El camino está en el regreso a lo natural. Pero claro, un regreso razonable, científicamente validado, no un regreso absurdo e impensable al mundo de nuestros ancestros”. Con toda intención utilizo esta cita de otro de estos Asomos, para iniciar éste.
La fuente de toda la vida que conocemos proviene del Sol, de su energía que llega a la Tierra en forma de radiaciones adecuadamente filtradas por la atmósfera que nos envuelve; si ese filtro prodigioso desapareciera –y parecemos insensatamente empeñados en ello-, la vida sería imposible, al menos, en sus formas conocidas. Recientemente se han descubierto insospechadas criaturas que toman su energía en los siempre oscuros fondos oceánicos, de las emanaciones gaseosas calientes que provienen de las fumarolas submarinas; quimiosíntesis se le ha llamado a este proceso sorprendente, aunque el origen remoto de ese calor terrígeno interior fue también el propio Sol.

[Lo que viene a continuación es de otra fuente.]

PR #4383, opened 2023-05-13
[Merged by Bors] - mesh: rework processing of the consensus results

dshulyak:
most of this change is about making consensus results processing to be more straightforward. and it also removes fetching of the blocks referenced in ballots.

tortoise outputs latest consensus results with computed opinion as in example:
```json
[
  {
    "layer": 24,
    "opinion": "55bfc8b672",
    "verified": true,
    "blocks": [
      {
        "id": "59e7b07d06",
        "layer": 24,
        "height": 23563,
        "valid": true,
        "invalid": false,
        "hare": true,
        "data": true
      }
    ]
  },
  {
    "layer": 25,
    "opinion": "1a5fe28f37",
    "verified": false,
    "blocks": [
      {
        "id": "e2cda88192",
        "layer": 25,
        "height": 23563,
        "valid": false,
        "invalid": false,
        "hare": true,
        "data": true
      }
    ]
  }
]
```

mesh is supposed to take this result and ensure that the vm state (and the rest of db) is consistent with results computed by tortoise. 

tortoise tracks when opinion has changed, and therefore it can provide results that start before currently applied layer. in such case mesh goes over layers under the question and finds which one it needs to revert.

after that mesh applies all layers consistently with tortoise results. with the nuance that we want to apply hare within hdist, unless block upvoted by hare crossed negative threshold. see layer 25 from the json above.


dshulyak:
bors try

countvonzero (approved):

countvonzero:
bors merge

dshulyak:
bors try

dshulyak:
clearly a bug somewhere. this looks like a correct consensus results

image
image

but on the node that was online

tortoise computed correct state
image

and then there is some mess because of the revert 
image

dshulyak:
bors try

dshulyak:
bors try

dshulyak:
bors try

dshulyak:
bors try

dshulyak:
bors try

dshulyak:
bors try

dshulyak:
bors try

dshulyak:
bors try

dshulyak:
bors try

dshulyak:
bors try

dshulyak:
bors try

dshulyak:
bors try

dshulyak:
bors try

dshulyak:
bors try

dshulyak:
bors try

mesh/mesh.go
```diff
@@ -281,87 +234,88 @@ func (msh *Mesh) processValidityUpdates(ctx context.Context, logger log.Log, upd
...
+		log.Context(ctx),
+		log.Uint32("layer_id", lid.Uint32()),
+	)
 
-	// set processed layer even if later code will fail, as that failure is not related
-	// to the layer that is being processed
-	if err := msh.setProcessedLayer(logger, layerID); err != nil {
-		return err
-	}
+	msh.trtl.TallyVotes(ctx, lid)
```
countvonzero, line 276: why does tallying vote need to be inside the locked block?

mesh/mesh.go
```diff
@@ -281,87 +234,88 @@ func (msh *Mesh) processValidityUpdates(ctx context.Context, logger log.Log, upd
...
-
-	if !to.Before(from) {
-		if err := msh.pushLayersToState(ctx, logger, from, to); err != nil {
+	if next := msh.LatestLayerInState() + 1; next < msh.pendingUpdates.min {
+		msh.pendingUpdates.min = next
+		pending = true
+	}
+	if pending {
+		var err error
+		results, err = msh.trtl.Results(msh.pendingUpdates.min, msh.pendingUpdates.max)
```
countvonzero, line 293: i am confused by Updates() and Results() api.
the code is counting on `msh.pendingUpdates.min` to remember the min layer from the last tortoise update.
and if the mesh somehow was't able to apply the block from call, code asks for trtl for more prior updates that mesh didn't persist. these two apis are very similar.

would it make sense to create have a channel btwn from trtl->mesh that pushes the min updated layer each time?
that way mesh can query results btwn min(instate+1, trtl min updated layer) and the latest verified layer. then we'll just need Results()

countvonzero (approved):
the partition tests used to the only tests that give me confidence for this area of code.
is it possible to add back those tests?

dshulyak:
> is it possible to add back those tests?

i will add them back, but they are not quite stable. will be looking into that

mesh/mesh.go
dshulyak: > latest verified layer

max is not verified layer, as we want to get also latest optimistic results with computed opinion

maybe i can make updates to return *Range instead of []result.Layer

mesh/mesh.go
dshulyak: Mesh.mu is used only for ProcessLayer, i don't know any reason for TallyVotes to be outside ProcessLayer pipeline

mesh/mesh.go
dshulyak: i will look into that in https://github.com/spacemeshos/go-spacemesh/issues/4425

dshulyak:
bors try

dshulyak:
bors try

dshulyak:
bors try

dshulyak:
bors try

dshulyak:
bors merge

dshulyak:
bors merge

Los organismos vegetales, y sólo ellos, son capaces de formar materia orgánica a partir de reacciones bioquímicas endógenas, energizadas por la radiación solar. Fotosíntesis es el nombre de dicho proceso, verdadero milagro formador de la vida a partir de lo inanimado, y la maravillosa sustancia artífice del mismo es la clorofila, tesoro exclusivo del mundo vegetal. Es válido destacar la notable semejanza de la composición química de clorofila con la sangre, de filiación ésta exclusivamente animal, sólo que en la sangre aparece el catión hierro –rojo- donde en aquélla aparece, en cambio, el magnesio –verde.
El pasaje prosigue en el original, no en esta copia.